You can generate the logic rules in Part (B) in various ways, including but not limited to:

a. Writing rule-based scripts or heuristic algorithms embedded in decision events,

b. Embedding this simulation model into some external optimization search algorithms,

c. Developing a machine learning model to identify and conclude the best rule parameters and embedding them in the decision events.

You only need to provide Part (B) of the program code (with any required data), and there is no need to submit your optimization and training programs.

Please Note: Other source codes (except those for Part B) will not be evaluated or run by the assessors.

1.3 General Conditions of the Challenge

Your data and program code will be embedded in the discrete-event simulation model (that we have provided in advance). It will overwrite the corresponding original code, then it will be compiled and generates an executable simulation program. Your program will run under a variety of scenarios and random seeds. The winner will be the one whose model generates the top average performance index for each case.

For further instructions regarding file downloads and programming please check Chapter 2. Simulation model structures and the available data is explained in Chapter 3. Last but not least, the submission guidelines and detailed assessment criteria for this competition can be found in Chapter 4.

Chapter 2.

Technichal Instractions

2.1 Installing Visual Studio

1) Go to Microsoft website https://visualstudio.microsoft.com/ Then, choose the version that suits your computer and click the Download button to download This IDE.

Figure 2 - Microsoft Visual Studio download page.

2) For detailed instructions on the installation steps, you may refer to the following links:

Windows OS: https://learn.microsoft.com/en-us/visualstudio/install/install-visual-studio?view=vs-2022 Mac OS: https://learn.microsoft.com/en-us/visualstudio/mac/installation?view=vsmac-2022

3) You should select the workload to run the provided simulation model using C# language.

2.2 Source Code (in C#)

1) After registration, you will receive the zip package of our source code by email. The file will look like “WSC Simulation Challenge 2024.zip” .

2) Unzip the package.

3) Figure 3 shows the structure of the provided Source code for the challenge:

Figure 3- A glance on the content of the provided source code.

Here, the conf folder includes the scenario files, and StrategyMaking folder includes the Default and DecisionMaker files.

4) You may open the project by double click on “ WSC_SimChallenge_2024_Net.sln ”. For

compiling and running the code, you may simply click on the green play button on the top part of the window (shown with a red arrow in Figure 4).

Figure 4- the provided C# code in Visual Studio.

Chapter 3.

Discrete-Event Simulation Model

3.1 Entities

There are seven entities involved in this model, Quay Crane (QC), Berth, Container, Automated Guided Vehicles (AGV), Vessel, Yard Block and Yard Crane. Each is represented by a class and has its own set of attributes. The Entity Relationship Diagram (ERD) is shown in Figure 5 to give an overview of the relationships among the entities and the attributes associated with them.
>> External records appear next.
PR #7396, opened 2024-03-19
Cleanup code folder on agent restart

### LINKED ISSUE #7388: Stale code in agent's code directory for std module
# Action
- [x] drop the warning: it's too trigger-happy and we can't easily make it more accurate
- [x] mitigate the issue by clearing the agent code dir when the agent starts. This ensures that when a user restarts an agent, we start clean. It's not perfect, but acceptable considering that the issue will no longer be relevant with the iso8 agent rework.

# Motivation
All the development orchestrators now show this warning notification:
image

1. This is a bug: incremental deploys only deploy code for the resources in the increment. This makes the warning fire regularly for incremental deploys, while the scenario we're trying to detect has not occurred.
2. This is very spammy (why is it triggered 23 times here?)

wouterdb:
# Description

Cleanup code folder on agent restart

closes  #7388 

# Self Check:

- [x] Changelog entry

### DIFF
--- a/changelogs/unreleased/7388-stale-code-warning.yml
+++ b/changelogs/unreleased/7388-stale-code-warning.yml
@@ -1,0 +1,6 @@
+description: Remove stale code warning
+issue-nr: 7388
+change-type: patch
+destination-branches: [master, iso7]
+sections:
+  minor-improvement: Ensure agent code folder is cleaned up on restart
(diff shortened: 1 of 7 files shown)


arnaudsjs (changes requested):
* We also need to remove the documentation that was added as part of https://github.com/inmanta/inmanta-core/commit/7e2819e27617cee72055ee6671c5de35e40bbdca
* The above-mentioned commit also added the `send_notification` API endpoint, that allows an agent to send_notifications. This PR removes the test case that verifies the behavior of this endpoint. So we should either remove the endpoint again or make sure it is properly tested.

arnaudsjs (approved):

Hugo-Inmanta (changes requested):
Changelog entry is missing, lgtm otherwise

Hugo-Inmanta (approved):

Figure 5- Entity Relationship Diagram (ERD).

Notes about Figure 5:

1) PK: primary key, which uniquely identifies the entity object.

2) Static attribute: entity attributes that do not change over time. These attributes are owned by the class itself (shown in black color in the ERD).

3) Dynamic attribute (italic): entity attributes that change over time (in red color).

3.1.1 Entity Relationships

The following relationships are in place between the mentioned entities of the system:

Each Berth has one or many Quay Cranes.